Mrs. Cheviot sought in vain for words adequate to the occasion, and could only regard him in speechless dudgeon.

Chapter XIII

The next day, the eve of the funeral, passed in much the same busy but uneventful style. The piles of rubbish grew higher yet. Miss Beccles was made happy by being permitted to make the stillroom and the linen cupboard her particular concerns. Elinor began to think that in time the house might be made very tolerable. And Nicky beguiled the morning by taking Bouncer to a neighboring farm and engaging in a rat hunt which might have been more successful had not Bouncer jumped to an overhasty conclusion that his first duty was to rid the world of the flea-ridden terrier who should have assisted him in his work of destroying all the rats in the big barn.

Returning from the day’s sport midway through the afternoon, Nicky strolled up to the house by the short cut that led through the surrounding woodland in time to see an elegant post-chaise-and-four drawn up before the front door. As he paused, in surprise, a very obvious gentleman’s gentleman jumped down from it, a dressing case in his hand, which he tenderly set down on the porch before turning back to assist his master to alight.

A slim and exquisite figure descended languidly onto the drive and stood with the utmost patience while I the valet straightened the numerous capes of his greatcoat and anxiously passed a handkerchief over the gleaming surface of a pair of well-cut Hessian boots. A high-crowned gray beaver with a curling brim was set at a slightly rakish angle on the gentleman’s head of glossy chestnut curls. He wore one gray glove and carried the other in the same hand, together with an ebony walking cane. From under the brim of his hat a pair of weary, blue eyes gazed in insufferable boredom at nothing in particular. Their expression of worldly cynicism made them sit oddly in a face decidedly round, and a nose inclined to the retroussé, and an almost womanishly delicate mouth and chin.

“Hell and the devil confound it!” uttered Nicky under his breath, recognizing the visitor.

Bouncer, who had been standing with his tail up and his ears on the prick, needed no more encouragement than these muttered words to send him forward like a bolt from the blue to execute his clear duty. Barking like a fiend, he launched himself upon the intruder.

The exquisite gentleman whirled about at the first bark, and as Bouncer came at full tilt across the ill-kept lawn, his ungloved right hand grasped the ivory top of his cane, deftly twisted it and drew a thin, wicked blade hissing from the ebony stick that formed its sheath.

Heel, Bouncer!” Nicky roared, terror for his pet lending such ferocity to his voice that Bouncer checked in mid-career, dropping tail and ears, and cowering to the earth in startled dismay.

Nicky came striding up, his eyes sparkling with wrath, his countenance flushed, and sternly admonished Bouncer.

The visitor kept his swordstick poised but raised his eyes, suddenly very wide open, to Nicky’s face.

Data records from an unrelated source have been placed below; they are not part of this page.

PR #1719, opened 2022-02-18
fix: on Neo4j Query to grab Personal popular resources

Danucas:
### CheckList


mgorsk1:
Could you explain why this change is required in your opinion @Danucas ? My understanding of this query prior to your change was:
1. we grab a tables that user X follows
2. we check who else is following those tables - we get list of A, B, C users
3. we return tables followed by A, B, C users as personalized popular resources

This way if you are following table A, your peer is following tables A and B - you will see table B in your results even though you haven't used it yet - cause it's popular amongst users who have similar but not the same patterns of behavior.

Is there anything wrong with that logic?

PR #489, opened 2019-10-11
Add black in the tox matrix.

almet:


almet:
So, we're finally there. Can you have a quick look @eMerzh?

eMerzh:
awesome! looks pretty good from here...
i would also add a note in readme and or contributing (in doc) or smth similar ...to point potential contributor to this :)

eMerzh:
thanks @almet for the note ;)

PR #492, opened 2019-10-12
German translation

freetim:
Hi,

I added the german translation. I saw the thing with weblate to late and hope it's not a problem. In the future I would use weblate if prefered but I don't want to do things twice.

Btw. if I would use weblate is there a way to see the translations on the website before adding them finaly?

Grettings Tim


almet:
Thanks, I see no problem with this approach so far.

> Btw. if I would use weblate is there a way to see the translations on the website before adding them finaly?

I don't understand what you mean?

freetim:
My question was about the weblate-website. During my local developing I update the local site so I can see the translated website how it would look. But if I translate on the weblate-website I'm asking me if there is a way to see this translation in the ihatemony-website before starting the pull request.

almet:
I don't think there is a way to get this directly, but you probably can see your changes by installing IHM locally and updating the translation files, with an export from weblate.

freetim:
Then developing localy with poedit is much easier.

almet:
If this is better for you, please do it like that :-) Weblate will get the changes as soon as they're merged into the master branch.

PR #494, opened 2019-10-14
Added install of ihatemoney module to documentation

JoseAntonioTorre:
I have tried to follow instructions in https://ihatemoney.readthedocs.io/en/latest/contributing.html in order to run the server.
It has been impossible to configure it. Finally I have discovered that the errors was that ihatemoney module should be installed before run "python run.py".
I have updated the documentation in order to reflect it.

### DIFF
--- a/docs/contributing.rst
+++ b/docs/contributing.rst
@@ -27,7 +27,7 @@ Alternatively, you can also use the `requirements.txt` file to install the
 dependencies yourself. That would be::
 
      pip install -r requirements.txt
-     pip install .
+     pip install -e .
 
 And then run the application::
 
--- a/docs/contributing.rst
+++ b/docs/contributing.rst
@@ -27,6 +27,7 @@ Alternatively, you can also use the `requirements.txt` file to install the
 dependencies yourself. That would be::
 
      pip install -r requirements.txt
+     pip install .
 
 And then run the application::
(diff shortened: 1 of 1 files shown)


docs/contributing.rst
```diff
@@ -27,6 +27,7 @@ Alternatively, you can also use the `requirements.txt` file to install the
 dependencies yourself. That would be::
 
      pip install -r requirements.txt
+     pip install .
```
almet: Then, the best way to do this would be to do `pip install -e .`, so that it's editable in place.

JoseAntonioTorre: You are right!
I have modify it in order to reflect your advice.

almet:
Thanks! I've also discovered recently that it's possible to run the flask app in another way, with reload and everything, by doing this;
```
export FLASK_ENV=development
export FLASK_MAIL_DEBUG=1
export FLASK_DEBUG=1
export FLASK_APP=ihatemoney/run.py
flask run
```

So we might want to create a pull request to reflect this at some point. :-)

JoseAntonioTorre:
> ```
> flask run
> ```

Interesting I think that that way was introduced in Flask 1.0. As soon as I start developing in ihatemoney I will update the documentation.

Issue #133, opened 2016-01-31
Split emails on new line, coma, and semi-column and trim them.


Natim:
In the invitation form, it's possible to enter a list of emails. Currently, they are only coma-separated, but they could also be split with new lines and semi-columns.

Also, they could be trimmed.

almet:
That would be a welcome addition!

JoseAntonioTorre:
Could you describe this issue?

almet:
@JoseAntonioTorre I've just updated the description, that should make things a little easier to grasp.

JoseAntonioTorre:
Something like this could be enough? 
![Screenshot_20191015_004113](https://user-images.githubusercontent.com/1927763/66787601-99b15280-eee4-11e9-92cc-d52b207f607d.png)

JoseAntonioTorre:
If that is enough I can send the PR.

Natim:
I guess it can help. Can we copy paste a list of email comma separated as well as tab or new line separated?

JoseAntonioTorre:
Now, I have configured it to accept only commas. In my opinion, having multiples ways to insert the same information is not a good idea in terms of usability. I can extend it to allow entering with ';'.
The PR consists of an input that actuates as normal and when you enter a ',' it will envelope it in a tag.

Natim:
The goal is not to have multiple ways to enter the thing but to handle copy paste from different source.

JoseAntonioTorre:
Ok, I have read the title and I don't see it there.
So besides the functionality that I have already developed, you want to have the option to copy text from a comma-separated list or any of the format you mention before and make it compatible with this system right?

Natim:
We don't need to support all of them, I guess handling coma and newlines would be enough.

JoseAntonioTorre:
Ok, this afternoon I will work on it and if I have time I will send the PR :)

PR #495, opened 2019-10-15
Added support to split invitation emails #133

JoseAntonioTorre:
Support for adding emails as tags.
Now you can paste an email list of comma-separated, tab-separated, semicolon-separated
and the input will render each email as a tag.
Also, you can enter emails in the input and use any of those characters in order to create an email tag. Finally, if you enter an email and click enter it will create a tag.
I have added support to not allow duplicates.
image


ihatemoney/static/css/tagsinput.css
```diff
@@ -0,0 +1,16 @@
+.tagsinput,.tagsinput *{box-sizing:border-box}
```
almet: Can you put these instructions on multiple lines, rather than having each selector on a distinct line?

JoseAntonioTorre: I'm used to be like you and my mind has changed (I don't know if in the correct direction). I think that the functionality that this library (plugin of jquery) implements it is to easy to develop and in fact, I have read all the code in order to make sure that I can implement the behaviour that you told me. The code is straightforward and I think that the dependency should not be a problem (the code can be maintained by ourself).

This afternoon I am going to correct the css and notify you when ready.

JoseAntonioTorre:
@almet Ready!

almet:
Thank you :-)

He was breathing a little fast, but his lips smiled, and he said smoothly: “I do not—like—dogs!”

“By God, Cheviot, if you so much as touch my dog with that blade of yours I’ll ram it down your gullet!” swore Nicky, glaring at him.

The smile grew, the arched brows rose. Francis Cheviot restored his blade to its sheath. “What, Nicholas! Determined to purge the world of Cheviots?”

Nicky’s color darkened and his fists clenched themselves involuntarily. Francis Cheviot laughed softly and patted his shoulder with one white hand. “There, there!” he said soothingly. “I was only funning, dear boy! I am sure you would not really ram my blade down my throat.”